PR #1897, opened 2025-07-01
CASSGO-80 Update example and test code for 2.0

joao-r-reis:
Updates example and test code according to changes in 2.0.0 release (mostly deprecations).

Also adds examples for new 2.0 features.

### DIFF
--- a/example_batch_test.go
+++ b/example_batch_test.go
@@ -49,31 +49,46 @@ func Example_batch() {
 
 	ctx := context.Background()
 
-	b := session.Batch(gocql.UnloggedBatch).WithContext(ctx)
-	b.Entries = append(b.Entries, gocql.BatchEntry{
-		Stmt:       "INSERT INTO example.batches (pk, ck, description) VALUES (?, ?, ?)",
-		Args:       []interface{}{1, 2, "1.2"},
-		Idempotent: true,
-	})
-	b.Entries = append(b.Entries, gocql.BatchEntry{
-		Stmt:       "INSERT INTO example.batches (pk, ck, description) VALUES (?, ?, ?)",
-		Args:       []interface{}{1, 3, "1.3"},
-		Idempotent: true,
-	})
+	// Example 1: Simple batch using the Query() method - recommended approach
+	batch := session.Batch(gocql.LoggedBatch)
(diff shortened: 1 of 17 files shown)


example_batch_test.go
lukasz-antoniak, line 1: What do you think about removing `ProtoVersion` assignment from examples to prevent users hardcoding it in their applications?

lukasz-antoniak:
Shall we also add an example for types registration (like [here](https://github.com/apache/cassandra-gocql-driver/pull/1855))?

example_batch_test.go
joao-r-reis: Honestly I think it might be better to keep that for now until we have a chance to properly rework the protocol version negotiation to what other drivers do...

joao-r-reis:
> Shall we also add an example for types registration (like [here](https://github.com/apache/cassandra-gocql-driver/pull/1855))?

The current state of that feature is probably only useful for users that are using a different DB other than Cassandra like yugabyte. That example is for a yugabyte type that Cassandra itself doesn't support. Eventually we should add proper custom and udt type support to this API and at that point I think it will become useful to the common user and at that point I think it definitely deserves an example. As it stands I don't even have a way to verify that the jsonb example works because it requires a yugabyte db so I'd say we don't add one for now.

lukasz-antoniak:
LGTM

lukasz-antoniak (approved):

example_lwt_batch_test.go
```diff
@@ -72,7 +72,7 @@ func ExampleSession_MapExecuteBatchCAS() {
 			Args: []interface{}{"B", "pk1", "ck2", ck2Version},
 		})
 		m := make(map[string]interface{})
-		applied, iter, err := b.WithContext(ctx).MapExecCAS(m)
+		applied, iter, err := b.MapExecCAS(m)
```
worryg0d: nit: I think here should be shown an example context api as in other examples.

`applied, iter, err := b.MapExecCASContext(ctx, m)`

worryg0d (approved):
LGTM. Left a little nit.

example_lwt_batch_test.go
joao-r-reis: done

PR #1898, opened 2025-07-02
CASSGO-81 Add missing Context variant methods

joao-r-reis:
In #1868  we deprecated Query.WithContext and Batch.WithContext. We added ExecContext and IterContext as alternatives but we didn't add these alternatives for other ways to execute queries and batches like Query.Scan or Batch.ExecCAS.

We also didn't deprecate Query.Context() and we should have

### DIFF
--- a/session.go
+++ b/session.go
@@ -719,7 +719,7 @@ func (s *Session) routingKeyInfo(ctx context.Context, stmt string, keyspace stri
 // Exec executes a batch operation and returns nil if successful
 // otherwise an error is returned describing the failure.
 func (b *Batch) Exec() error {
-	iter := b.session.executeBatch(b, nil)
+	iter := b.session.executeBatch(b, b.context)
 	return iter.Close()
 }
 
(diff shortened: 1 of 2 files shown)


joao-r-reis:
~~TODO: add to changelog and rewrite commit msg~~

session.go
```diff
@@ -786,7 +786,16 @@ func (s *Session) ExecuteBatchCAS(batch *Batch, dest ...interface{}) (applied bo
 // Further scans on the interator must also remember to include
 // the applied boolean as the first argument to *Iter.Scan
 func (b *Batch) ExecCAS(dest ...interface{}) (applied bool, iter *Iter, err error) {
-	iter = b.session.executeBatch(b, nil)
+	return b.ExecCASContext(nil, dest...)
```
jameshartig: The context docs say:
> Do not pass a nil [Context](https://pkg.go.dev/context#Context), even if a function permits it. Pass [context.TODO](https://pkg.go.dev/context#TODO) if you are unsure about which Context to use.

We should either pass a TODO or pass context.Background()

joao-r-reis: yeah I thought about that but then the internal code that defaults to the old context field that is deprecated will not work...

joao-r-reis: maybe I can use context.TODO and treat context.TODO as if the user didn't provide it

jameshartig: Oh I didn't make the connection with `newQueryOptions` and it checking for nil specifically. Could we just do `q.Context()` in the query ones and `b.Context()` in the batch ones here instead off `nil`?

joao-r-reis: oh I didn't think about that, yeah I'll do that

jameshartig (approved):

PR #1899, opened 2025-07-02
CASSGO-82 CASSGO-83 fix tinyint decode bug and vector decode bug with SliceMap

joao-r-reis:
CASSGO-82

Tinyint unmarshal silently errors and unmarshals tinyint values as 0 in some situations.

This PR also removes other cases of silent errors in decode functions.

CASSGO-83

fix issue where reading vectors with SliceMap is not possible

### DIFF
--- a/marshal.go
+++ b/marshal.go
@@ -432,15 +432,19 @@ func (smallIntTypeInfo) Marshal(value interface{}) ([]byte, error) {
 
 // Unmarshal unmarshals the byte slice into the value.
 func (s smallIntTypeInfo) Unmarshal(data []byte, value interface{}) error {
+	decodedData, err := decShort(data)
+	if err != nil {
+		return unmarshalErrorf("%s", err.Error())
+	}
 	if iptr, ok := value.(*interface{}); ok && iptr != nil {
 		var v int16
-		if err := unmarshalIntlike(TypeSmallInt, int64(decShort(data)), data, &v); err != nil {
+		if err := unmarshalIntlike(TypeSmallInt, int64(decodedData), data, &v); err != nil {
 			return err
 		}
 		*iptr = v
 		return nil
 	}
-	return unmarshalIntlike(TypeSmallInt, int64(decShort(data)), data, value)
+	return unmarshalIntlike(TypeSmallInt, int64(decodedData), data, value)
 }
 
 type tinyIntTypeInfo struct{}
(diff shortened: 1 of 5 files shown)


marshal.go
```diff
@@ -2352,7 +2370,7 @@ func (inetType) Type() Type {
 
 // Zero returns the zero value for the inet CQL type.
 func (inetType) Zero() interface{} {
-	return net.IP(nil)
+	return net.IP{}
```
jameshartig: What's this change for? net.IP is a slice and the zero value for a slice is nil.

vector.go
```diff
@@ -173,7 +183,7 @@ func (v VectorType) Unmarshal(data []byte, value interface{}) error {
 		}
 		return nil
 	}
-	return unmarshalErrorf("can not unmarshal %s into %T. Accepted types: slice, array.", v, value)
+	return unmarshalErrorf("can not unmarshal %s into %T. Accepted types: slice, array, *interface{}.", v, value)
```
jameshartig: this should just be `interface{}` or we should make the others be `*slice`, `*array`

marshal.go
```diff
@@ -636,26 +644,30 @@ func (intTypeInfo) Marshal(value interface{}) ([]byte, error) {
...
 
 func encInt(x int32) []byte {
 	return []byte{byte(x >> 24), byte(x >> 16), byte(x >> 8), byte(x)}
 }
 
-func decInt(x []byte) int32 {
+func decInt(x []byte) (int32, error) {
 	if len(x) != 4 {
-		return 0
+		return 0, fmt.Errorf("expected 4 bytes decoding int but got %v", len(x))
```
jameshartig, line 672: I'm confused, isn't this going to make `NULL` now return an error instead of `0` like it did before?

vector.go
```diff
@@ -143,6 +150,9 @@ func (v VectorType) Unmarshal(data []byte, value interface{}) error {
 			}
 		} else {
 			rv.Set(reflect.MakeSlice(t, v.Dimensions, v.Dimensions))
+			if rv.Kind() == reflect.Interface {
```
jameshartig, line 153: I don't think this can ever be true because you just set `rv` to a slice.

vector.go
```diff
@@ -124,6 +124,13 @@ func (v VectorType) Unmarshal(data []byte, value interface{}) error {
 	}
 	rv = rv.Elem()
 	t := rv.Type()
+	if t.Kind() == reflect.Interface {
+		if t.NumMethod() != 0 {
+			return unmarshalErrorf("can not unmarshal into non-empty interface %T", value)
+		}
+		t = reflect.TypeOf(v.Zero())
```
jameshartig, line 131: This is assuming that the interface holds that type but it might not, I think you need to instead check if it's nil and then if its not nil, then do `rv = rv.Elem() t = rv.Type()`

marshal.go
jameshartig: For MapScan/SliceMap they end up never leaving the Unmarshal method because we handle `*interface{}` and `nil` data directly in there. But I'm worried now if you Unmarshal with a `*int8` and a NULL it's going to error rather than set the value to `0`.

marshal.go
joao-r-reis: I went back and forth on this and I forgot to revert back to `nil` good catch

marshal.go
joao-r-reis: > I'm confused, isn't this going to make NULL now return an error instead of 0 like it did before?

Yeah I started seeing a couple of test failures and I noticed that, was just working on it now. Should be fixed now.

vector.go
joao-r-reis: It can be a variable of type `interface{}` that just got assigned a slice no?

marshal.go
joao-r-reis: should be fixed now

vector.go
joao-r-reis: done

jameshartig (approved):

jameshartig (approved):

REQUIRED ACTION: Go through the material above, and wherever a line contains the string "reflect", return it.

ANSWER FOR THE TASK:
 			rv.Set(reflect.MakeSlice(t, v.Dimensions, v.Dimensions))
+			if rv.Kind() == reflect.Interface {
+	if t.Kind() == reflect.Interface {
+		t = reflect.TypeOf(v.Zero())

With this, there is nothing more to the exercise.